Constantin Flotard, espoir varois de l'IQFoil, brille à la Semaine olympique française
Le ciel est bas sur la rade d'Hyères, des moutons inondent le paysage, prenant tantôt la forme de nuages tantôt celle de l'écume, alors qu'un fort vent d'Est balaie l'horizon. Les pommettes grillées par deux jours de compétition intense, le Toulonnais Constantin Flotard, âgé de seulement 18 ans, balance entre fierté et déception au moment d'évoquer sa 32e place sur IQFoil, à l'issue des deux premières journées de qualifications de la Semaine olympique française.
Forcément il y a un peu de frustration mais je relativise aussi, je fais de bons résultats pour une première participation ici, confie le jeune véliplanchiste, licencié au Yacht-club de Toulon depuis son enfance. Engagé pour la première année de sa carrière chez les seniors sur le prestigieux Sailing Grand Slam, un circuit en cinq étapes qui regroupe l'élite mondiale de la voile olympique, Constantin Flotard réalise des débuts plus que prometteurs.
Un accident coûteux lors d'un virement décisif
Le fils, petit-fils et même petit frère de voileux, qui a commencé les sports nautiques à l'âge où certains apprennent encore à lire ou à écrire, a pourtant failli réaliser une performance exceptionnelle. Sur la première course je fais 3e, sur l'avant-dernière manche je suis même dans le top 4 à quatre minutes de l'arrivée et puis sur un virement, je tombe, souffle-t-il avec regret.
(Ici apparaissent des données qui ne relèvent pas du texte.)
PR #104, opened 2026-06-18
ONB-201: Add Keyword Generator Page

cmlcz:
Add a new page where you paste in text and get a list of keywords extracted from the text. It works by breaking the text into 1, 2, 3-word phrases (n-grams).


sevvalkaplannn (changes requested):
I have some suggestions before reviewing your code
1- Can you add a button into landing page that redirects us into keyword generator page

https://github.com/user-attachments/assets/c2876fe4-52e9-4056-9ffd-a2aa9024575b

2- We can add more styling to the n-gram results section, as it currently feels quite squeezed. Also, even after deleting all keywords, the n-gram results are still visible. It might be helpful to add a reset button that clears the input and resets the results.

https://github.com/user-attachments/assets/ff205380-797d-44f8-b922-53e641701c48

3-

src/pages/keyword-generator/KeywordGenerator.vue
```diff
@@ -1,9 +1,109 @@
...
+            </div>
+            <p v-else-if="error" style="color: red;">{{ error }}</p>
+            <p v-else>Results will be in here</p>
         </div>
     </div>
-</template>
\ No newline at end of file
+</template>
+
+<style scoped>
```
sevvalkaplannn: can you install sass into your project and write scss, sass (scss) is basically CSS with extra features that make styling easier and cleaner, like variables, nesting writing, and reusable code blocks. It gets compiled into regular CSS before being sent to the browser, but its better to write the stylings. After installation can you write those css's in nested way. https://sass-lang.com/documentation/

src/pages/keyword-generator/KeywordGenerator.vue
```diff
@@ -1,9 +1,109 @@
...
+.ma-layout {
+    display: flex;
+    max-width: 960px;
+    margin: 48px auto;
+    padding: 0 20px;
+    font-family: system-ui, sans-serif;
+}
+.ma-side {
```
sevvalkaplannn: when writing css classes you need to name it better, and the names of the CSS classes should be compatible with each other and when we see the class name, it should give information about where it is used. According this suggestion can you change the class names.

src/utils/NGramUtils.js
```diff
@@ -0,0 +1,44 @@
...
+    if(textArray.length === 0) return null;
+
+    const result = [];
+
+    for(let i=1;i<=3;i++){
+        result.push({ngram: i, keywords: generateNGram(textArray, i)});
+    }
+
+    return result;
+}
```
sevvalkaplannn: its a utility file, we should be able to use it in anywhere we want for this functionality but now it only handles 1 to 3 grams, make it configurable instead of hardcoding 1 to 3

src/pages/keyword-generator/KeywordGenerator.vue
```diff
@@ -1,9 +1,109 @@
...
+        <div class="ma-main">
+            <div v-if="keywords">
+                <div v-for="g in keywords" :key="g.ngram">
+                    <strong>{{ g.ngram }}-gram ({{ g.keywords.length }})</strong>
+                    <div>
+                        <span v-for="kw in g.keywords" :key="kw">{{ kw }}</span>
+                    </div>
+                </div>
+            </div>
+            <p v-else-if="error" style="color: red;">{{ error }}</p>
```
```suggestion
            <p v-else-if="error">{{ error }}</p>
```
we don't need inline styles, you can use tailwind for inline class in later tasks, but since we are only writing css now, you should make all the styling as classes, it works like your way too, but its not readable since you have both classes and inline styling.

src/pages/keyword-generator/KeywordGenerator.vue
```diff
@@ -1,9 +1,109 @@
...
+            <textarea v-model="inputText" rows="8"></textarea>
+            <button @click="generate">Generate</button>
+            <button @click="resetKeywords">Reset Keywords</button>
+        </div>
+        <div class="ma-main">
+            <div v-if="keywords">
+                <div v-for="g in keywords" :key="g.ngram">
+                    <strong>{{ g.ngram }}-gram ({{ g.keywords.length }})</strong>
+                    <div>
+                        <span v-for="kw in g.keywords" :key="kw">{{ kw }}</span>
```
sevvalkaplannn: g here is difficult to understand, when the reviewer reads your code they should understand everything in it, so can you use more descriptive names.

src/pages/keyword-generator/KeywordGenerator.vue
```diff
@@ -1,9 +1,109 @@
...
+function generate() {
+    error.value = '';
+    keywords.value = generateKeyword(inputText.value);
+
+    if(!keywords.value){
+        error.value = "Enter text!";
+        keywords.value = null;
+        return;
+    }
+}
```
sevvalkaplannn, line 24: the validation check happens after the function call instead of before, so the error message appears after unnecessary processing is complete, this pattern is backwards you should validate the input first, and only call generateKeyword() if validation passes, preventing wasted computation entirely.

src/pages/index.vue
```diff
@@ -1,10 +1,31 @@
...
+        <a href="https://mobileaction.atlassian.net/l/cp/7fw8MroM" target="_blank" class="ma-routing" style="text-decoration: none;"> Implement First Front-End Task </a>
+        <button @click="goToKeywordPage" class="ma-routing">Keyword Generator</button>
     </div>
-</template>
\ No newline at end of file
+</template>
+
+<style scoped>
+.ma-routing{
+    margin: 10px 10px;
```
sevvalkaplannn:
```suggestion
    margin: 10px;
```

    margin: 10px 10px; means top/bottom 10px, left/right 10px

you can directly write margin: 10px; since every direction has same px size.

src/pages/index.vue
```diff
@@ -1,10 +1,31 @@
...
+    padding: 8px 24px;
+    border: none;
+    border-radius: 6px;
+    background: #1a1a1a;
+    color: #fff;
+    font-size: 15px;
```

À l'approche d'un virage – un virement dans le langage marin – et alors qu'il passe de l'autre côté de la voile pour tourner, le jeune homme effectue un mauvais mouvement et se retrouve projeté dans une eau entre 13 et 15 degrés. Le temps que je remonte sur la planche, j'étais passé 16e, déplore-t-il. Cet accident malheureux le place donc à la 32e position sur 67 participants et le reverse dans la flotte argent, alors que les 24 premiers étaient qualifiés pour la flotte or avec la possibilité de jouer le titre final.
L'objectif : intégrer les quotas pour les équipes de France
Malgré cette déconvenue, tout n'est pas perdu pour le Varois qui s'entraîne depuis quatre ans au Pôle France de Marseille. C'est frustrant parce que ça s'est joué sur un seul virement. Avec un top 4 sur cette manche, j'aurais pu être dans la flotte or, reconnaît-il. Mais le jeune athlète garde la tête froide et se fixe un nouvel objectif ambitieux.
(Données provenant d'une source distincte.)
PR #105, opened 2026-06-22
ONB-202: add action-kit UI and selectable n-gram sizes to keyword generator

cmlcz:
This updates the Keyword Generator page to use our Action-Kit UI components instead of plain HTML, CSS. It also adds a multi-select options where you can pick which n-gram sizes you want (1 to 10), instead of getting fixed 1 to 3. The keyword logic now takes those picked sizes and skips common stopwords.


sevvalkaplannn (changes requested):
you need to write the css's with tailwind classes

src/pages/index.vue
sevvalkaplannn, line 1: can you refactor this file too, you can use MaButton in here and you can align the landing texts. Since this is your main page in your project, it should have better ui.

src/pages/keyword-generator/KeywordGenerator.vue
```diff
@@ -15,120 +23,47 @@ function generate() {
...
 </script>
 
 <template>
-    <div class="ma-keyword-generator">
-        <div class="ma-input-panel">
-            <h2>Keyword Generator</h2>
-            <textarea v-model="inputText" rows="8"></textarea>
-            <button @click="generate">Generate</button>
-            <button @click="resetKeywords">Reset Keywords</button>
+    <div class="flex gap-10 max-w-[960px] my-12 mx-auto px-5 font-sans text-[#2c3e50]">
```
sevvalkaplannn: tailwind's purpose is obtaining consistency through design tokens but in this file almost every color and size here is written as a custom value, can you refactor them with tailwind classes for example for max-w-[960px] you can use max-w-240 or for text-[#2c3e50] you can use text-gray-800

src/pages/keyword-generator/KeywordGenerator.vue
```diff
@@ -15,120 +23,47 @@ function generate() {
...
+        <div class="flex flex-col gap-3 basis-[400px] shrink-0">
```
```suggestion
        <div class="flex flex-col gap-3">
```
especially basis usage is not necessary for our project, can you re-check the css's and simplify them

src/pages/keyword-generator/KeywordGenerator.vue
```diff
@@ -15,120 +23,47 @@ function generate() {
...
+            <h2 class="m-0">Keyword Generator</h2>
```
```suggestion
            <h2>Keyword Generator</h2>
```
do you need that

src/pages/keyword-generator/KeywordGenerator.vue
```diff
@@ -15,120 +23,47 @@ function generate() {
...
+                <div v-for="group in keywords" :key="group.ngram" class="p-4 bg-[#fafafa] rounded-lg mb-5">
+                    <strong class="block mb-3 text-base">{{ group.ngram }}-gram ({{ group.keywords.length }})</strong>
+                    <div class="flex flex-wrap gap-2">
+                        <MaBadge v-for="keyword in group.keywords" :key="keyword" size="large" type="secondary" variant="teal">{{ keyword }}</MaBadge>
                     </div>
                 </div>
             </div>
-            <p v-else-if="error" class="ma-error-text">{{ error }}</p>
-            <p v-else>Results will be in here</p>
+            <p v-else-if="error" class="text-[red]">{{ error }}</p>
```
```suggestion
            <p v-else-if="error" class="text-red-500">{{ error }}</p>
```
it should work

sevvalkaplannn (changes requested):
can you check the tailwind classes again, there are some wrong or redundant usages.

sevvalkaplannn (changes requested):
1- you can show the error on MaSelect itself, you can use hasError and hint prop.

Image

Image

2- you can show the error on MaTextarea with error prop

3- Adding button for submitting the keyword list is on 3rd task, in this task we need to show the results dynamically without user's submission. But you can keep the reset button. (You can comment the existing button implementation for next task.)

4- Can you resolve the other comments on pr. It is important for us to maintain the review process.

src/pages/keyword-generator/KeywordGenerator.vue
```diff
@@ -1,12 +1,20 @@
...
 
-function generate() {
+const nGramSizes = [1, 2, 3, 4, 5, 6, 7, 8, 9, 10];
+const nGramOptions = nGramSizes.map((size) => ({
+    label: `${size}-gram`,
+    value: size,
+}));
+const selectedNGrams = ref([]);
+
+function generate(){
```
sevvalkaplannn: consider using generateKeywords instead of generate to make the function name more descriptive and consistent with resetKeywords

sevvalkaplannn (changes requested):

src/pages/keyword-generator/KeywordGenerator.vue
```diff
@@ -1,12 +1,20 @@
 <script setup>
 import { ref } from 'vue';
 import { generateKeyword } from '@/utils/NGramUtils';
+import { MaBadge, MaTextarea, MaButton, MaSelect2 } from '@mobileaction/action-kit';
```
sevvalkaplannn: Its not mandatory but you can use imports like below, 
```suggestion
import { MaBadge, MaTextarea, MaButton, MaSelect2 as MaSelect } from '@mobileaction/action-kit';
```

and then use <MaSelect /> in the template.

this makes the component name shorter and easier to read while still preserving the original import source. It also keeps the template cleaner, especially when the component is used multiple times.

sevvalkaplannn (approved):
1- this commit is not a feat commit, it is chore, can you check the [document](https://mobileaction.atlassian.net/wiki/spaces/Engineerin/pages/1456243537/Conventional+Commit+Messages) for your next commits.

thanks for the work you can continue with ONB-203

Les 27 premiers du classement général intègrent les quotas, donc si je veux en être, l'objectif maintenant, c'est d'aller chercher les trois premières places de la flotte argent, explique Constantin Flotard. Ces quotas représentent une opportunité d'intégrer les groupes France plus facilement l'année prochaine, détaille-t-il, et donc de se rapprocher du Graal de tout athlète de haut niveau tricolore : les équipes de France.
Au terme de la course de mercredi, Constantin Flotard est toujours en embuscade, au 36e rang du classement général, à huit places seulement des fameux quotas. Tout reste donc possible pour ce jeune espoir de la voile française.
Le favori Nicolas Goyard forfait, l'Italie en tête
Dans la catégorie homme IQFoil, le grand favori de cette Semaine olympique française, le Carqueirannais Nicolas Goyard, a finalement dû renoncer à l'étape hyéroise pour cause de maladie. En son absence, c'est l'Italien Nicolo Renna qui est en tête de la flotte or, suivi de l'Australien Grae Morris (2e) et du Chinois Kun Bi (3e).
Le premier Français est le Breton Louis Pignolet (5e) au coude à coude avec un autre Transalpin, Federico Alan Pilloni (4e), et un compatriote marseillais, Tom Arnoux (6e). La compétition reste donc ouverte et promet des rebondissements jusqu'à la ligne d'arrivée.